People keep confusing Universal health care with single payer government funded health care… you need to be more clear. Are you proposing the Japanese version where more than 3500 private health insurance companies compete to provide health care to all Japanese? Are you suggesting we expand the VA system to cover everyone like they do in England with NHS or are you proposing they have a Medicare for All system in France where over 85% of people have a supplemental private insurance company. Or are you suggesting we go with the US model of universal healthcare which provides access to health care based on age, employment status, income, and other variables, but allow people to opt out if they chose but mandates they get health care if they have a life threatening condition.
Perhaps the biggest advantage of the US health care system is it is the most “progressive” funded health care system in the world. Most countries fund health care using payroll deductions funded at a specified rate. Similar approaches in the US would require individuals pay an additional 15% of their income (not what they are already paying in payroll taxes) in the form of payroll taxes to fund our health care. Not very progressive, though better than paying the absolute premiums.
In the US, employers fund a bit over 30% of health care. On average the wealthy own the businesses directly or through stock in the companies so its fair to say, the wealthy fund 30% of our health care right off the top. The government funds 40% of our health care. Most of this is collected in the form of taxes on wages like most single payer systems and the balance funded through other tax schemes. The last 30% or so is funded in the form of individuals paying for their own health care (often subsidized by the government under ObamaCare). This includes deductibles, co-pays, etc.
The reader should know most countries with “universal health care” require citizens to pay 30% of the cost of health care through co-pays, which is why most citizens by supplemental private insurance like they do in this country with Medicare. So the the real question is not whether this Coronavirus will force us to reconsider universal health care or whether we will change the universal health care system we are under.
Switching from our system to a government single payer system as practiced by most countries would shift a substantial burden of our health care costs from corporations to the citizens. It would simplify are system, everyone pays more taxes and the corporations pay less and no one would have the option of not participating (under the original ObamaCare proposal people could opt out with a penalty and many did… today there is no penalty, so even more do). But to be clear, people opt out of universal health care, it is not that it is not available. If you argue it is unaffordable, you have a good point…
The primarily young and healthy people that opt out today because health care is expensive are not suddenly going to have more money when the government takes 15% of their income for health care (remember we still provide advanced premium credits for low income workers that do not get health insurance at work). Many other low income workers that do get health care at work will pay a great deal more for health care.

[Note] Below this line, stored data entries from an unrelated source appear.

PR #136, opened 2018-11-16
[Feature] Add support for reconsiderblock

zquestz:
Sometimes a block gets marked as invalid that needs to be revalidated. This just adds the `reconsiderblock` rpc call just in case that happens.

### DIFF
--- a/blockchain/chain.go
+++ b/blockchain/chain.go
@@ -1713,7 +1713,7 @@ func (b *BlockChain) reconsiderBlock(hash *chainhash.Hash) error {
 
 	// Process it all again. This will take care of the
 	// orphans as well.
-	_, _, err = b.ProcessBlock(blk, BFNoCheckBlockExists)
+	_, _, err = b.ProcessBlock(blk, BFNoDupBlockCheck)
 	return err
 }
 
--- a/blockchain/chain.go
+++ b/blockchain/chain.go
@@ -1669,6 +1669,54 @@ func (b *BlockChain) locateHeaders(locator BlockLocator, hashStop *chainhash.Has
 	return headers
 }
 
+// ReconsiderBlock takes a block hash and allows it to be revalidated.
+//
+// This function is safe for concurrent access.
+func (b *BlockChain) ReconsiderBlock(hash *chainhash.Hash) error {
+	return b.reconsiderBlock(hash)
+}
+
+// reconsiderBlock takes a block hash and allows it to be revalidated.
+func (b *BlockChain) reconsiderBlock(hash *chainhash.Hash) error {
+	node := b.index.LookupNode(hash)
+	if node == nil {
+		err := fmt.Errorf("block %s is not known", hash)
+		return err
+	}
+
+	// No need to reconsider, it is already valid
+	if node.status.KnownValid() {
+		return nil
+	}
+
+	var blk *bchutil.Block
+
+	// Find fork point if one exists
+	forkNode := b.bestChain.FindFork(node)
+	if forkNode != nil {
+		// Roll back to the fork point and load all the nodes into a list
+		nodes := list.New()
+		for n := node; n != nil && n != forkNode; n = n.parent {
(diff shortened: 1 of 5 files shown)


blockchain/chain.go
```diff
@@ -1665,6 +1665,35 @@ func (b *BlockChain) locateHeaders(locator BlockLocator, hashStop *chainhash.Has
 	return headers
 }
 
+// ReconsiderBlock takes a block hash and allows it to be revalidated.
+//
+// This function is safe for concurrent access.
+func (b *BlockChain) ReconsiderBlock(hash string) error {
```
cpacia: I would make the parameter here a `chainhash.Hash` and let the caller turn the string into the chainhash.

blockchain/chain.go
```diff
@@ -1665,6 +1665,35 @@ func (b *BlockChain) locateHeaders(locator BlockLocator, hashStop *chainhash.Has
...
+	b.chainLock.Lock()
+	defer b.chainLock.Unlock()
+	return b.reconsiderBlock(hash)
+}
+
+// reconsiderBlock takes a block hash and allows it to be revalidated.
+func (b *BlockChain) reconsiderBlock(hash string) error {
```
cpacia: same here

zquestz:
Had a discussion with Chris, there is more work to do here. Will amend the PR tonight.

blockchain/chain.go
```diff
@@ -1665,6 +1665,73 @@ func (b *BlockChain) locateHeaders(locator BlockLocator, hashStop *chainhash.Has
...
+	if node.status.KnownValid() {
+		return nil
+	}
+
+	// Find fork point if one exists
+	forkNode := b.bestChain.FindFork(node)
+	if forkNode != nil {
+		// Roll back to the fork point and load all the nodes into a list
+		nodes := list.New()
+		for n := node; n != nil && n != forkNode; n = n.parent {
```
cpacia: I think this needs to be:
```
for n := node; n != nil && n != forkNode; n = n.parent {
	nodes.PushFront(n)
}

var next *list.Element
for e := nodes.Front(); e != nil; e = next {
	next = e.Next()
	n := nodes.Remove(e).(int)
}
```
https://play.golang.org/p/OqBgsd4rr-F

Think I screwed it up before.

blockchain/chain.go
```diff
@@ -1665,6 +1665,82 @@ func (b *BlockChain) locateHeaders(locator BlockLocator, hashStop *chainhash.Has
...
+			nodes.PushFront(n)
+		}
+
+		// Iterate over the list in reverse order so that the forkNode is processed first
+		for e := nodes.Front(); e != nil; e = e.Next() {
```
cpacia: Still think this needs to be iterated over this way:
```
var next *list.Element
	for e := nodes.Front(); e != nil; e = next {
		next = e.Next()
```
You'll note in the example if you just use e = e.Next() then e is nil on the second iteration through the loop and the loop exists.

cpacia:
Is this ready to go or are we still waiting for it to be tested?

zquestz:
I still need to do more testing. I have 200GB to download from s3 and need to clear space on my machine first. =)

cpacia:
TODO: on this is:

- [ ] Refactor the chainlock as `Process()` also calls it causing a deadlock.

- [ ] Add a new behavior flag `BFNoDupBlockCheck` that gets passed into `Process()` to allow it to attempt to process a duplicate block.

zquestz:
Made some changes.

- Removed block processing. This shouldn't be needed.
- Removed the chainLock as the index we touch already has its own locks.

zquestz:
Actually I found that not to be the case. When it finds an orphan it doesn't hit a code path that actually reprocesses the block because it looks for the previous block hash record and doesn't find it and bails early. The only way I got it to actually work was by running the processBlock call so that it cleans up all the orphans and processes everything again.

The media is promoting single payer government funded health care because it is the “liberal” thing to do. But it really does not make sense. Proof. Most European countries are slowly shifting more and more health care financial responsibilities back to individuals in the form of higher cost sharing which is leading to a rise of private health insurance companies in Europe. In addition, service access is declining in many markets since government reimbursement cuts have reduced the “capacity of their health care systems. “ The grass is always greener on the other side of the fence.”
But is there an alternative to single payer government funded healthcare when we face an emergency like the Corona-virus. The truth is that with or without government funded health care the issue won’t be funding but rather “access” to the medical resources necessary to treat a national medical emergency. We have that today and it is working pretty well. It is called FEMA. While traditionally deployed for natural disasters, it is being used to manage much of the resource allocations being deployed and then redeployed around the nation.
We do need to reconsider making adding a permanent “arm” to FEMA focused at dealing with potential medical emergencies that can shift resources into “hot spots”. Otherwise the amount of excess capacity, we will need in our health care system to handle spikes in local demand would take our already expensive health care system and make it far more expensive. It could also be funded to avoid medical emergencies by funding it to pay for all Federally approved vaccines, so that everyone could get vaccines that the government deems necessary to avoid a medical emergency.
Re-engineering our health care system funding to deal with national medical emergencies would put a huge financial burden on most citizens with only incremental at best coverage outcomes. On the other hand, supporting a coordinated approach to dealing with medical emergencies and their avoidance is a far more focused way of dealing with future medical emergencies, that would add some additional cost, but arguably would save money in the long run. Let’s do the smart thing… and not react in a knee jerk way… let’s figure out how better to prepare for future medical emergencies and not as they say use a crisis to push bad public policy.